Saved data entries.
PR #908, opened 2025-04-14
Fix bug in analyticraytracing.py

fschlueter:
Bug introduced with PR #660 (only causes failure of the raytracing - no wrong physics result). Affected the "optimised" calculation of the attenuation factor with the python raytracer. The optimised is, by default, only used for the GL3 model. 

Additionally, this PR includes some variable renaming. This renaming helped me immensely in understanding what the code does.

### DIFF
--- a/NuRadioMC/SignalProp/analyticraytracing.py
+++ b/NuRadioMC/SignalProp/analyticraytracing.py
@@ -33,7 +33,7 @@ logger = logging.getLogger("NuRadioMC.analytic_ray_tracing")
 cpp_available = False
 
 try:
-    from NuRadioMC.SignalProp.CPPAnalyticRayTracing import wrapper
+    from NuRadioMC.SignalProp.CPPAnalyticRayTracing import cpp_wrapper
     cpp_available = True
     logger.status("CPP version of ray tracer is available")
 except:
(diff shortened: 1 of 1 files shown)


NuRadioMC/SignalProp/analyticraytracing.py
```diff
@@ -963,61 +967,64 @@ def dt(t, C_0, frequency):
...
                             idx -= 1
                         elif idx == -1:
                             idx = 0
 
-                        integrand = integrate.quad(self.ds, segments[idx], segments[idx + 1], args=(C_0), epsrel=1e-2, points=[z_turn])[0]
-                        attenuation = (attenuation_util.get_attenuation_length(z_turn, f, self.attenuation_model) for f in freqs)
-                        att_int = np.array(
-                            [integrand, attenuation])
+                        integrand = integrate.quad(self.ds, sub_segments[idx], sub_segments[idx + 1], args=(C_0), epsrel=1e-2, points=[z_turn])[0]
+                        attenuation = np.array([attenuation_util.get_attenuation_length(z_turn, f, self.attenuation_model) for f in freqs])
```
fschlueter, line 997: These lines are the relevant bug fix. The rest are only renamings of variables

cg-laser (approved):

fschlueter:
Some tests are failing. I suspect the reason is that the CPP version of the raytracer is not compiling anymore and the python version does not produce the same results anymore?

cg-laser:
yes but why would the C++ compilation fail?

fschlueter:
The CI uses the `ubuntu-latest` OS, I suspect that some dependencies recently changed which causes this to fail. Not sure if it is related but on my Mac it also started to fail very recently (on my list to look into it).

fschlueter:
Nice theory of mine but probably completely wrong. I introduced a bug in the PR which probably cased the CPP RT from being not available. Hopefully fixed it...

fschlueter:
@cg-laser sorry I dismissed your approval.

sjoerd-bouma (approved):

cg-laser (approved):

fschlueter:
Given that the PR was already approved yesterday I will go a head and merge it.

---

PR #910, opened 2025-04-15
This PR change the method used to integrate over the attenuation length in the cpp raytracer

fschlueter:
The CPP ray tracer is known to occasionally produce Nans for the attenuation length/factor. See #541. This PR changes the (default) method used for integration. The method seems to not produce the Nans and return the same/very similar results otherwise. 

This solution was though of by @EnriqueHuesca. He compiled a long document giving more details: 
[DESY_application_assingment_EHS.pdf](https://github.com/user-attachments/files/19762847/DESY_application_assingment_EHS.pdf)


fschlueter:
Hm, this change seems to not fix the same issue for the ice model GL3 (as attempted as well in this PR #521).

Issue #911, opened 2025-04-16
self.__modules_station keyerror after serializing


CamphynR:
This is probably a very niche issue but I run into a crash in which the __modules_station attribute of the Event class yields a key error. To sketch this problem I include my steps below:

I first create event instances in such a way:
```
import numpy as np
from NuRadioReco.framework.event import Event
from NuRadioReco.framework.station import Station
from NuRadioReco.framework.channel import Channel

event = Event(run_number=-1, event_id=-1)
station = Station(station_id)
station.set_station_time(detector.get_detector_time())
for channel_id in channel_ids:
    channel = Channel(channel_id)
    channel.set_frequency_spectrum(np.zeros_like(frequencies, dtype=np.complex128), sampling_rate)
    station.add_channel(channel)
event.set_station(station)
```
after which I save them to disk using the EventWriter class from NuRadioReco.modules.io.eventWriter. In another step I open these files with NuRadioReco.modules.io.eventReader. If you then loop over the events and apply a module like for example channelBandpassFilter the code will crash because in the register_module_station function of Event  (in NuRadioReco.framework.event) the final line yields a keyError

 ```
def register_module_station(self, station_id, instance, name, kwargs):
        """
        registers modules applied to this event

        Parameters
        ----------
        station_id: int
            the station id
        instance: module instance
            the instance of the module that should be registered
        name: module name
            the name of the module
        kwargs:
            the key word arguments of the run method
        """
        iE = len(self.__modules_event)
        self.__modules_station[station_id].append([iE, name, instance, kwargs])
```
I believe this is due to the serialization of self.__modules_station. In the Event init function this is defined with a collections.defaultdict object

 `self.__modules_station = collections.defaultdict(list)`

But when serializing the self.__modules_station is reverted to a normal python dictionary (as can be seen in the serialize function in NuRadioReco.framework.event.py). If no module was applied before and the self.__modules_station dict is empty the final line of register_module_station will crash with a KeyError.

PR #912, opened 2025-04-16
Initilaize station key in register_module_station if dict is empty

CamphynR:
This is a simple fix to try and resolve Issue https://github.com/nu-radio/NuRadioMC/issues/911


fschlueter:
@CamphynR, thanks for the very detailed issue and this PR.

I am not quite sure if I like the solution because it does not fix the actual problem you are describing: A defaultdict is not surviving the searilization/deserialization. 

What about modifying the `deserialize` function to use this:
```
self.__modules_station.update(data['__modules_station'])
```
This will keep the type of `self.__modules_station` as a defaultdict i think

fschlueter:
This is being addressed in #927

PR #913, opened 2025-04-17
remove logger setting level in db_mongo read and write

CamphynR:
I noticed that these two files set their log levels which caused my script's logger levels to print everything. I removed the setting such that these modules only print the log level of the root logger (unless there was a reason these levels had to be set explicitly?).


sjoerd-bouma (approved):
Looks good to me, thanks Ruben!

EXERCISE DESCRIPTION.
Show every line in the entries above that contains the string "NuRadioMC".

EXERCISE SOLUTION.
--- a/NuRadioMC/SignalProp/analyticraytracing.py
+++ b/NuRadioMC/SignalProp/analyticraytracing.py
@@ -33,7 +33,7 @@ logger = logging.getLogger("NuRadioMC.analytic_ray_tracing")
-    from NuRadioMC.SignalProp.CPPAnalyticRayTracing import wrapper
+    from NuRadioMC.SignalProp.CPPAnalyticRayTracing import cpp_wrapper
NuRadioMC/SignalProp/analyticraytracing.py
This is a simple fix to try and resolve Issue https://github.com/nu-radio/NuRadioMC/issues/911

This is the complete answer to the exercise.